WHAT TO PRODUCE: Reproduce exactly, and only, the lines below from the one containing "--maximized and --fullscreen." through the one containing "This looks like".

[Opening DATASET RECORDS section]

Issue #540, opened 2019-05-12
Window size and position


KVAnton-WEB:
Good job!
But there is not enough function to save the position and size of the window, to restore them when you restart program.

I'm use: KDE neon 5.15 (Ubuntu 18.04)

jgehrig:
Feature added with Pull #551.

Marking as closed.

PR #551, opened 2019-07-03
Save window size and position

jgehrig:
Adds support for the feature requested in issue #540.

When neovim-qt is restarted, the last known window size and position are restored.

The window state and geometry are stored via QSettings on each close event. Whenever a window is opened, QSettings is polled for the last known window geometry and state (if one exists).

### DIFF
--- a/src/gui/app.cpp
+++ b/src/gui/app.cpp
@@ -107,6 +107,17 @@ void App::showUi(NeovimConnector *c, const QCommandLineParser& parser)
 	QObject::connect(instance(), SIGNAL(openFilesTriggered(const QList<QUrl>)),
 		win->shell(), SLOT(openFiles(const QList<QUrl>)));
 
+	// Window geometry should be restored only when the user does not specify
+	// one of the following command line arguments. Argument "maximized" can
+	// be safely ignored, as the loaded geometry only takes effect after the
+	// user un-maximizes the window; this behavior is desirable.
+	if (!parser.isSet("fullscreen") &&
+		!parser.isSet("geometry") &&
+		!parser.isSet("qwindowgeometry"))
+	{
+		win->restoreWindowGeometry();
+	}
+
 	if (parser.isSet("fullscreen")) {
 		win->delayedShow(NeovimQt::MainWindow::DelayedShow::FullScreen);
 	} else if (parser.isSet("maximized")) {
--- a/src/gui/mainwindow.cpp
+++ b/src/gui/mainwindow.cpp
@@ -232,7 +232,11 @@ void MainWindow::reconnectNeovim()
 
 void MainWindow::closeEvent(QCloseEvent *ev)
 {
-	saveWindowGeometry();
+	// Do not save window geometry in '--fullscreen' mode. If saved, all
+	// subsequent Neovim-Qt sessions would default to fullscreen mode.
+	if (!isFullScreen()) {
+		saveWindowGeometry();
+	}
 
 	if (m_neovim_requested_close) {
 		// If this was requested by nvim, shutdown
@@ -276,9 +280,6 @@ void MainWindow::showIfDelayed()
 {
 	if (!isVisible()) {
 		if (m_delayedShow == DelayedShow::Normal) {
-			// Restore the last known window size/position.
-			loadWindowGeometry();
-
 			show();
 		} else if (m_delayedShow == DelayedShow::Maximized) {
 			showMaximized();
@@ -413,7 +414,7 @@ void MainWindow::saveWindowGeometry()
 	settings.setValue("window_state", saveState());
 }
 
-void MainWindow::loadWindowGeometry()
+void MainWindow::restoreWindowGeometry()
 {
 	QSettings settings{ "nvim-qt", "window-geometry" };
 	restoreGeometry(settings.value("window_geometry").toByteArray());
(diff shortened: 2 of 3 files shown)


equalsraf:
I am tempted to just merge this :D but i have no way to test it since i have a model window manager.

equalsraf:
> I'm curious about the implications of saving state.- i assume saves maximized, minimized, i wonder what else it stores.

Answering my own question: yes it saves fullscreen mode.

Config files gets stored in ~/.config/nvim/nvim-qt.conf:
1. this is probably not what we want. But I dont see a way to use XDG_DATA_DIR in QSettings.
2. Can we use `QSettings settings("nvim-qt", "nvim-qt");` otherwise people will start wondering what that file is.
3. Any ideas on how this interferes with **--geometry**?

jgehrig:
I can test anything you would like and report back :)

My primary platform is Linux, with VMs for Windows/Mac. I will do a test pass on all 3 platforms, and summarize what I tested/observed.

**1]** I'm not very familiar with the rules/conventions in this area... However, is `XDG_DATA_DIRS` correct? Or `XDG_CONFIG_HOME`? I think `XDG_DATA_DIRS` points to a shared location?

**2]** Yeah, I went back and forth on this. Using `~/.config/nvim-qt/nvim-qt.conf` seems reasonable to me.

**3]** Nope... But I can test it now! Let me know if there is anything specific (other than basic functionality) you feel needs testing.

equalsraf:
If you change the folder name to nvim-qt feel free to ignore 1) I dont see an easy way out - the proper location for non essential non-config files would be something like ~/.local/nvim-qt/nvim-qt.conf (or whatever is defined in $XDG_DATA_DIRS) but  QSettings does not support this.

- For 3) I would expect --geometry to be ignored if the file is in place
- I wonder if minimized windows would stay minimized

jgehrig:
I just looked... Qt handles the `$XDG_DATA_DIRS` stuff for us! :D
[QSettings Documentation](https://doc.qt.io/qt-5/qsettings.html#platform-specific-notes)

That all sounds good. I will do some cross-platform validation, and report back.

AllenDang:
Pls merge this! I just want this feature sooooo much!

jgehrig:
@equalsraf Sorry for the delay... The past few weeks have been busy for me.

Does `nvim-qt --geometry WxH` work on Windows/Mac? Testing with an (unmodified) `master` branch, I can only get this option do work on Linux...

Window size memory works well on all platforms. 

On Linux, everything behaves reasonably well. The `--geometry` argument will override the stored size as long as the last window state is not "maximized". If the window was previously maximized, it uses the geometry size when the user un-maximized their window. This behavior seems logical to me.

For example (Linux Only):
1. Open nvim-qt
2. Maximize nvim-qt
3. Close nvim-qt
4. Start command `nvim-qt --geometry 800x600`
5. Window starts in maximized state.
6. Un-maximize window.
7. Window is now 800x600

Let me know what you think :)

equalsraf:
> **Does nvim-qt --geometry WxH work on Windows/Mac? Testing with an (unmodified) master branch, I can only get this option do work on Linux...

In other systems it is **-qwindowgeometry** ([QGuiApplication](https://doc.qt.io/qt-5/qguiapplication.html))

jgehrig:
Ahhh, I got everything to work with `--qwindowgeometry`, thanks!

Windows/Mac exhibit the same maximize behavior as Linux. What do you think about the maximize behavior?

equalsraf:
I would like to avoid that, it is pretty awkward if a user explicitly calls --geometry and gets something else.

Perhaps the  way is to disable loading the saved geometry if geometry/qgeometry are passed in. There are also options --maximized and --fullscreen.

This looks like a good place to do it https://github.com/equalsraf/neovim-qt/blob/master/src/gui/app.cpp#L110 that way you can disable it for all similar cases

It might be easier to enable disable this with a flag that gets verified in `loadWindowGeometry()` e.g. assuming the default is NOT to load geometry 

```c++
        // shooting C++ off the hip - lets assume this is all wrong
	if (parser.isSet("fullscreen")) {
		win->delayedShow(NeovimQt::MainWindow::DelayedShow::FullScreen);
	} else if (parser.isSet("maximized")) {
		win->delayedShow(NeovimQt::MainWindow::DelayedShow::Maximized);
        } else if (parser.isSet("geometry") || else if (parser.isSet("qgeometry") ) {
		win->delayedShow();
	} else {
               // if the user did not specify any window geometry options, restore
               // previous state
                win->setRestoreGeometry(true); // default is false
		win->delayedShow();
        }
```

Does that sound ok?

jgehrig:
> I would like to avoid that, it is pretty awkward if a user explicitly calls --geometry and gets something else.

Sure, that seems reasonable to me. 👍 

Your example seems like a fine solution, I can write something along those lines. Thanks!

jgehrig:
Closed accidentally...

I've excluded restoreWindowGeometry() for the arguments `fullscreen`, `geometry`, and `qwindowgeometry`.

I disabled saveWindowGeometry() for `fullscreen`, preventing every subsequent open from also being fullscreen.

For `maximize`, we want to keep load/save behavior. The argument takes precedence over restoreWindowGeometry(), and the last window size/position will persist if the user un-maximizes the window.

equalsraf:
Happy times, thanks @jgehrig

PR #556, opened 2019-07-31
shellwidget: improve text clipping

bkoropoff:
- Strictly clip glyphs to the left/top/bottom of cells.
  This prevents pixel junk when a segment is later scrolled.
- Render right-to-left, and give extra clipping leeway on the right.
  This avoids clipping the right side of glyphs that are a bit too wide
  compared to the rest of the font.

Before:

before

After:

after


equalsraf:
The right to left painting was one smooth approach there.

I'm kind of wondering how the clipping will play out for people that force the use of non-monospace fonts and other irregular font issues. But I'm pressing the merge button since this should be the correct approach (TM).

Thanks @bkoropoff

Issue #541, opened 2019-05-18
Multiple cursors displayed when used with neovim master


svermeulen:
Neovim version:
```
NVIM v0.4.0-770-ga3e0f05de
Build type: Debug
LuaJIT 2.0.5
Compilation: /Applications/Xcode.app/Contents/Developer/Toolchains/XcodeDefault.xctoolchain/usr/bin/cc -U_FORTIFY_SOURCE -D_FORTIFY_SOURCE=1 -g -Wall -Wextra -pedantic -Wno-unused-parameter -Wstrict-prototypes -std=gnu99 -Wshadow -Wconversion -Wmissing-prototypes -Wimplicit-fallthrough -Wvla -fstack-protector-strong -fdiagnostics-color=auto -DINCLUDE_GENERATED_DECLARATIONS -D_GNU_SOURCE -DNVIM_MSGPACK_HAS_FLOAT32 -DNVIM_UNIBI_HAS_VAR_FROM -I/Users/svermeulen/Projects/Ave/neovim/build/config -I/Users/svermeulen/Projects/Ave/neovim/src -I/Users/svermeulen/Projects/Ave/neovim/.deps/usr/include -I/Library/Frameworks/Mono.framework/Headers -I/usr/include -I/Users/svermeulen/Projects/Ave/neovim/build/src/nvim/auto -I/Users/svermeulen/Projects/Ave/neovim/build/include
```

This issue only occurs with neovim-qt.  If I run terminal neovim and then create a terminal buffer it does not occur.

Repro steps:
- Execute `nvim-qt -- -u NORC`
- Enter terminal with `:terminal`
- Start typing and notice two cursors.  It seems as if one cursor is always one movement behind the other.  If I add whitespace by pressing space, the first cursor remains at the last letter.   If I add another letter, then it is always one character behind

![image](https://user-images.githubusercontent.com/810762/57974456-32ab6400-796d-11e9-88bf-9f3dd6e04d28.png)

![image](https://user-images.githubusercontent.com/810762/57974458-3c34cc00-796d-11e9-97f2-9570cafa9697.png)

bfredl:
Does https://github.com/neovim/neovim/pull/9882 (rebased on master) help?

svermeulen:
Nope.  If I build from that branch there's no bug.  But if I rebase that branch on to neovim master then I still get multiple cursors

Kraust:
[...]

PR #558, opened 2019-08-02
shell: fix duplicate cursors in terminal mode

bkoropoff:
Fixes issue #541 

In terminal mode, nvim draws the cursor itself by writing space characters with the "reverse" attribute.  The only apparent signal to the UI is that "busy" is turned on until terminal mode is left.  The UI API documentation recommends not drawing the cursor while nvim is busy, which is how double cursors are avoided by other UIs.  Do the same thing.

I kept setting the mouse to a busy icon, but it stays that way for the entirety of terminal mode despite nvim being responsive.  Maybe it should be disabled until the busy state is not semantically overloaded.

### DIFF
--- a/src/gui/shell.cpp
+++ b/src/gui/shell.cpp
@@ -613,6 +613,9 @@ void Shell::handleSetTitle(const QVariantList& opargs)
 
 void Shell::handleBusy(bool busy)
 {
+	if (busy != m_neovimBusy) {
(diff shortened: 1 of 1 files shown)


laurent-george:
Thanks, it works fine now !

equalsraf:
Thanks @bkoropoff

PR #651, opened 2020-03-03
Support arbitrary font weight

NeilGirdhar:


src/gui/shell.cpp
```diff
@@ -137,6 +141,10 @@ bool Shell::setGuiFont(const QString& fdesc, bool force, bool updateOption)
 				weight = QFont::Bold;
 			} else if (attr == "l") {
 				weight = QFont::Light;
+			} else if (attr == "sb") {
+				weight = QFont::DemiBold;
+			} else if (attr.length() > 0 && attr.at(0) == 'w') {
+				weight = (attr.right(attr.length()-1)).toInt();
```
jgehrig: It might be good to add some user input sanitization like `:h` does above?

```C++
bool ok{ false };
const int fontWeight{ attr.right(attr.length()-1).toInt(&ok) };
if (!ok || fontWeight < 0 || fontWeight > 99) {
	m_nvim->api0()->vim_report_error("Invalid font weight: 0-99");
	return false;
}
weight = fontWeight;
```

Feel free to ignore, not strictly necessary :)

jgehrig:
@NeilGirdhar

This looks great, thanks for working on this! :+1:

I will try to add some unit tests for these changes. The tests are tricky (platform specific ifdef's), so I can handle them along with some code cleanup.

One small comment, feel free to ignore. I can add it in too along with the unit tests. 

We can close #638.

jgehrig:
@equalsraf 

Tested and everything looks good. This should be ready for merge.

NeilGirdhar:
Awesome.  Sorry that I don't have more time to work on this.  Good luck with the project :)

Issue #294, opened 2017-06-19
Set GUI title to the current working directory


qwfy:
I often open several nvim-qt instances and often confused which is which, have to click every one of them to find out.

Will nvim-qt add a function/command that allows one to modify the window title?

equalsraf:
isnt this somethign that can be done in vimscript already? A combination of `set titlestring` and dirchanged perhaps?

This https://github.com/neovim/neovim/issues/6260 seems similar to what you want but it uses the status line instead.

I did a quick test with this

```vim
augroup dirchange
    autocmd!
    autocmd DirChanged * let &titlestring=v:event['cwd']
augroup END
```

This needs further tweaking to check the event scope, and to set the correct title string on startup. Perhaps there is already a plugin that does all this?

qwfy:
My bad, tried `titlestring` once before, didn't work, turns out it needs `title` to be on. Now it works.

KevinJohnMulligan:
```vim
set title

augroup dirchange
    autocmd!
    autocmd DirChanged * let &titlestring=v:event['cwd']
augroup END
```

I can confirm that this sets the GUI window title to the file name and adds the the current working directory - Which is very useful! 

Thank you.

rerrabolu:
Any ideas on getting this to work on nvim-qt.

rerrabolu:
Hi Gehrig thanks for taking time to respond:

Just to add results of my experiment:

1. Make sure nvim config file "init.vim" **does not define** the parameter "title"
2. Define the parameter "title" for nvim-qt in its config file "ginit.vim"
3. e.g. set title

Once I did I was able to see nvim-qt window show filename in its title bar. Don't know how all of these things are inter-related. Happy to have it working.

PR #657, opened 2020-03-14
Make the window title match the current tab text

MadCatX:
Presently the Neovim-qt window title does not contain the name of the file open in the active tab. If there are multiple Neovim windows open at once it is very difficult to tell them apart because of this. This tiny patch sets with window title to match the tab text.


jgehrig:
This functionality already exists :)

Take a look at `:help title` or Issue #294 for more details.

Example `vimrc` settings:
```
" Set buffer name as window title
set title

"Optional: set custom window title string
let &titlestring="Neovim Qt Window Title"
```

PR #666, opened 2020-03-29
Fix build with Qt 5.15

heirecka:
QPainterPath is no longer included via qtransform.h (since
5.15.0-beta2, 50d2acdc93b4de2ba56eb67787e2bdcb21dd4bea in qtbase.git).


jgehrig:
Looks good to me, thanks!

Issue #659, opened 2020-03-18
Alter the Drag and Drop command


j718:
I am trying to insert images into my markdown by drag and drop. So far I have the following script to save them to my default image location and then copy them to the register. Is there any way to edit the drag and drop to handle jpg files without opening a buffer for them?

```
fu! Imgsave()
  let filename=expand("%:t")
  let img_name="images/" . localtime() . filename
  cd ~/repos/notes
  execute "silent w" img_name
  call setreg("", ["", "![" . filename . "]" . "(../" .img_name . ")"])
  History
endfunction

au BufReadPost,BufNewFile *.png,*.jpeg,*.jpg :call Imgsave()
```

The main issue with this approach is that I have to close the new buffer an navigate back to the most recent buffer. It would nice to just not open a new buffer to begin with.

jgehrig:
@j718

Yes, I think the behavior you are looking for is possible. The Drag and Drop feature is simply a call to `function GuiDrop(...)` in `src/gui/runtime/plugin/nvim_gui_shim.vim`.

If you can override that function, you have an entry point to handle Drag and Drop events however you'd like with vimscript.

Maybe we can add something to make overriding the function easier:
```patch
--- a/src/gui/runtime/plugin/nvim_gui_shim.vim  Sat Mar 28 02:54:55 2020 -0400
+++ b/src/gui/runtime/plugin/nvim_gui_shim.vim  Sun Mar 29 14:01:00 2020 -0400
@@ -98,7 +98,11 @@
 
 " GuiDrop('file1', 'file2', ...) is similar to :drop file1 file2 ...
 " but it calls fnameescape() over all arguments
-function GuiDrop(...)
+function! GuiDrop(...)
+       if exists('*GuiDropCustom')
+               return call("GuiDropCustom", a:000)
+       endif
+
        let l:fnames = deepcopy(a:000)
        let l:args = map(l:fnames, 'fnameescape(v:val)')
        exec 'drop '.join(l:args, ' ')
```

vimrc example:
```
" This is just an example, it appends all dropped filenames into the current buffer.
function! GuiDropCustom(...)
	let l:fnames = deepcopy(a:000)
	let l:args = map(l:fnames, 'fnameescape(v:val)')

	for l:file in l:args
		echo l:file
		"let line = getline('.')
		"call setline('.', strpart(line, 0, col('.') - 1) . text . strpart(line, col('.') - 1))
		call append(line('.'), l:file)
	endfor
endfunction
```

[...]

PR #669, opened 2020-04-04
Issue 659: Add custom GuiDrop handler

jgehrig:
**Issue #659**

Adds an easy entry point `:GuiDropCustom` for the user to override the default `:GuiDrop` behavior. This is useful for altering the open behavior of nvim-qt.

Example:
```
" Echos the full path of any file opened in TreeView or DragDrop,
function! GuiDropCustom(...)
	let l:fnames = deepcopy(a:000)
	let l:args = map(l:fnames, 'fnameescape(v:val)')

	for l:file in l:args
		echo "You just opened: " . l:file
		exec 'drop '.join(l:file, ' ')
	endfor
endfunction
```

### DIFF
--- a/src/gui/runtime/plugin/nvim_gui_shim.vim
+++ b/src/gui/runtime/plugin/nvim_gui_shim.vim
@@ -99,6 +99,11 @@ command! -nargs=1 GuiPopupmenu call s:GuiPopupmenu(<args>)
 " GuiDrop('file1', 'file2', ...) is similar to :drop file1 file2 ...
 " but it calls fnameescape() over all arguments
 function GuiDrop(...)
+	" Check for user defined handler function
+	if exists('*GuiDropCustomHandler')
+		return call("GuiDropCustomHandler", a:000)
+	endif
+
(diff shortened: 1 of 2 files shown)


src/gui/runtime/plugin/nvim_gui_shim.vim
```diff
@@ -99,6 +99,11 @@ command! -nargs=1 GuiPopupmenu call s:GuiPopupmenu(<args>)
 " GuiDrop('file1', 'file2', ...) is similar to :drop file1 file2 ...
 " but it calls fnameescape() over all arguments
 function GuiDrop(...)
+	" Check for user defined handler function
+	if exists('*GuiDropCustom')
+		return call("GuiDropCustom", a:000)
```
equalsraf, line 104: Looks good. My only only nitpick would be the name of `GuiDropCustom` vs something like `GuiDropCustomHandler`

jgehrig: Sure, I was struggling with a good name, I like `GuiDropCustomHandler` more.

Issue #671, opened 2020-04-09
`q`/`p`/`r` key is sent by Mute/Volume DOWN/Volume UP


statiolake:
My keyboard has Mute, Volume DOWN and Volume UP keys. If I press Mute key on the Neovim-qt in insert mode, Neovim-qt seems to receive `q` key. That means, pressing Mute key inserts `q` to a document in insert mode or recording is triggered in normal mode macro. The same goes for Volume DOWN and Volume UP key, but the input key is `p` for Volume DOWN key and `r` for Volume UP key. (Note: the volume control function still works as expected, the issue is just the unexpected key stroke Neovim-qt receives.)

[Closing DATASET RECORDS section]

EXERCISE ANSWER:
Perhaps the  way is to disable loading the saved geometry if geometry/qgeometry are passed in. There are also options --maximized and --fullscreen.

This looks like a good place to do it https://github.com/equalsraf/neovim-qt/blob/master/src/gui/app.cpp#L110 that way you can disable it for all similar cases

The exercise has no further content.